How about a family membership at "24 Hour Fitness"... one with a swimming pool & ALL?

Would be fun (it sounds) and would help you both from the steep fall as the result of going "Over the hill"!  

Just a thought…


----------



## lumberdustjohn (Sep 24, 2009)

How about a movie or a slide show to play on his computer. Of old photos friends and family. With back ground music of his favorite songs.
Good luck!


----------



## Johnny_Yuma (Nov 29, 2009)

Buy a UTV/ side-by-side!


----------



## SouthpawCA (Jul 19, 2009)

My wife took me on a helicopter tour of San Francisco and along the coast. It was a total surprise and I loved every minute of it. I also got to sit up in front - I was such a kid that day. So, maybe forget about what he does or has … give him an unexpected once in a lifetime event.


----------



## richgreer (Dec 25, 2009)

I am a licensed private pilot and I have always been interested in flying gliders. One year my wife got me a birthday present of a couple of glider lessons. $2,000 and 20 hours of lessons later I had my license for flying gliders.
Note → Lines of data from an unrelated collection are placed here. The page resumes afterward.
Issue #137, opened 2022-09-01
Generalize job spec


paulgb:
Currently, the spawn message bakes in assumptions related to Docker. We would like to support other execution backends down the road, so we should:

- [x] Move executor-related options into a subfield of `SpawnRequest`/`ScheduleRequest`.
- [x] Make the options into an enum, initially with `DockerContainer` as its only option.
- [x] Allow configuring ulimits etc. through Docker config.

Issue #119, opened 2022-08-20
Implement DNS


paulgb:
The server itself is done, it just needs to be moved into the repo, tests added, and code reviewed.

paulgb:
The DNS server listens for route messages that map backend ids to IPs.

Design decision: who is responsible for emitting these messages, the agent or the proxy?

paulgb:
This will be implemented as part of #186

PR #162, opened 2022-09-22
add SetDnsRecord message

pretentious7:
This PR adds a SetDnsRecord message type, conforming to the address scheme proposed here

I'm not happy with the LocalDnsRecord dance, but seems to be needed to deal with the fact that source can't be serialized (even though it has a serde_cfg serialize something but idk)

### DIFF
--- a/core/Cargo.toml
+++ b/core/Cargo.toml
@@ -20,5 +20,6 @@ tokio-stream = "0.1.9"
 tracing = "0.1.36"
 tracing-stackdriver = "0.5.0"
 tracing-subscriber = { version = "0.3.15", features = ["env-filter"] }
+trust-dns-server = "0.22.0"
 url = "2.2.2"
 uuid = { version = "1.1.2", features = ["v4"] }
--- a/core/Cargo.toml
+++ b/core/Cargo.toml
@@ -20,6 +20,5 @@ tokio-stream = "0.1.9"
 tracing = "0.1.36"
 tracing-stackdriver = "0.5.0"
 tracing-subscriber = { version = "0.3.15", features = ["env-filter"] }
-trust-dns-server = "0.22.0"
 url = "2.2.2"
 uuid = { version = "1.1.2", features = ["v4"] }
--- a/core/src/messages/dns.rs
+++ b/core/src/messages/dns.rs
@@ -5,7 +5,7 @@ use crate::{
 use serde::{Deserialize, Serialize};
 
 #[derive(Serialize, Deserialize, Debug)]
-pub enum LocalDnsRecordType {
+pub enum DnsRecordType {
     A,
     TXT,
     AAAA,
@@ -14,7 +14,7 @@ pub enum LocalDnsRecordType {
 #[derive(Serialize, Deserialize, Debug)]
 pub struct SetDnsRecord {
     pub cluster: ClusterName,
-    pub kind: LocalDnsRecordType,
+    pub kind: DnsRecordType,
     pub name: String,
     pub value: String,
 }
--- a/core/src/messages/dns.rs
+++ b/core/src/messages/dns.rs
@@ -3,31 +3,19 @@ use crate::{
     types::ClusterName,
 };
 use serde::{Deserialize, Serialize};
-use trust_dns_server::client::rr::RecordType;
 
 #[derive(Serialize, Deserialize, Debug)]
 pub enum LocalDnsRecordType {
     A,
     TXT,
     AAAA,
-    Unknown(u16),
-}
-
-impl LocalDnsRecordType {
-    fn as_trust_record_type(&self) -> RecordType {
-        match self {
-            LocalDnsRecordType::A => RecordType::A,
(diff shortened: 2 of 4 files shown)


core/Cargo.toml
```diff
@@ -20,5 +20,6 @@ tokio-stream = "0.1.9"
 tracing = "0.1.36"
 tracing-stackdriver = "0.5.0"
 tracing-subscriber = { version = "0.3.15", features = ["env-filter"] }
+trust-dns-server = "0.22.0"
```
paulgb, line 23: Rather than add this dependency here, let's just do anything that uses trust dns types in the DNS server itself. The advantages are:
- It reduces the number of dependencies that need to be fetched and built by consumers of this library who just need the message schemas.
- It avoids tying us to a particular library at the Rust interface level, making the choice of a particular library an implementation decision.

It was a mistake on my part to make this crate depend on bollard, and I'd like to refactor that dependency out as part of #137.

core/src/messages/dns.rs
```diff
@@ -0,0 +1,50 @@
...
+};
+use serde::{Deserialize, Serialize};
+use trust_dns_server::client::rr::RecordType;
+
+#[derive(Serialize, Deserialize, Debug)]
+pub enum LocalDnsRecordType {
+    A,
+    TXT,
+    AAAA,
+    Unknown(u16),
```
paulgb, line 13: For other record types, I think we can just make them unrepresentable. We don't need this to be a full DNS server, just enough to route traffic and get certs.

paulgb (commented):
Looks good, left a few comments.

core/Cargo.toml
pretentious7: I was thinking this, but didn't feel like implementing display (for format) and figured it'd be fine since bollard was in there too. yea makes sense to me I'll drop it.

paulgb: Yeah, I appreciate that you tried to do it in a way that was consistent with how we do it for bollard. It was the right design decision given the context you had; my bad for not giving you the context that I want to remove bollard.

core/src/messages/dns.rs
```diff
@@ -0,0 +1,50 @@
...
+            LocalDnsRecordType::TXT => RecordType::TXT,
+            LocalDnsRecordType::AAAA => RecordType::AAAA,
+            LocalDnsRecordType::Unknown(id) => RecordType::Unknown(*id),
+        }
+    }
+}
+
+#[derive(Serialize, Deserialize, Debug)]
+pub struct SetDnsRecord {
+    pub cluster: ClusterName,
```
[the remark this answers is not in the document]
pretentious7: I like that!

core/src/messages/dns.rs
pretentious7: So just have those three in the enum? Sounds good.

paulgb: Yep exactly.

core/Cargo.toml
paulgb: rm this now that it's not used

core/src/messages/dns.rs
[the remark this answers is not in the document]
paulgb: I think this should be a `String`, because in the case of a `TXT` record its value is `_acme-challenge` which is not a `ClusterName`. We could create a "dummy" `ClusterName` for this but that would violate the newtype pattern.

core/src/messages/dns.rs
```diff
@@ -0,0 +1,38 @@
+use crate::{
+    nats::{SubscribeSubject, TypedMessage},
+    types::ClusterName,
+};
+use serde::{Deserialize, Serialize};
+
+#[derive(Serialize, Deserialize, Debug)]
+pub enum LocalDnsRecordType {
```
paulgb, line 8: What does `Local` refer to in this context? Can we just drop it and call this `DnsRecordType`?

paulgb (commented):
Looking better

core/src/messages/dns.rs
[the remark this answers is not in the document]
pretentious7: ah I completely misunderstood something. does the DNS server itself know what domain its running on?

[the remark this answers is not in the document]
pretentious7: like the record request for acme is _acme_challenge.<cluster> right? where cluster is the domain associated with a cluster? hmmm I think im misunderstanding something very simple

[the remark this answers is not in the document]
pretentious7: and it'll need a ClusterName for the nats subject (for TXT records)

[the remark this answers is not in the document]
paulgb: Ahh sorry ignore me ignore me

I was confusing name and cluster_name. We still need this, and you added name as a string, which is right.

paulgb (approved):
LGTM, thanks!

paulgb:
Related to #119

That was in CA and I have not flown a glider since leaving CA in '95. Not many gliders in Iowa.


----------



## dbhost (Jul 20, 2009)

I am stunned I didn't think of this earlier… For me at least, the one thing I want most as a gift, is not having to worry about doing ANYTHING but enjoying time with my wife. In our case that would involve putting off some chores, getting a pet sitter, and getting my BIL to one of my other in laws places for a weekend. (He is staying with us due to health reasons, not that I have a problem, but, well LOML and I have to be… really quiet enjoying each other…), Honestly, a weekend away with no in laws, none of my side of the family, no pets, no nothing, just her, me, a campfire, a tent, and a nice clear stream, no cell phones none of that crap. That would be heaven…


----------



## wizzardofwood (Jul 18, 2010)

how about some sexy niteware and some candles …..............dim lights and soft music
bottle of wine and strawberries and chocllates any man would love that and it can be the gift that keeps on giving …............enjoy


----------



## GMman (Apr 11, 2008)

100% with-wizzardofwood


----------



## jusfine (May 22, 2010)

Wow, a lot of interesting suggestions!

Don't think I can improve on those, but Happy Birthday to him and Congratulations to you for staying married to an older guy…


----------



## TJ65 (Jan 19, 2010)

Thankyou soooooo much for all those wonderful ideas
I am sure to get at least one out of all of them.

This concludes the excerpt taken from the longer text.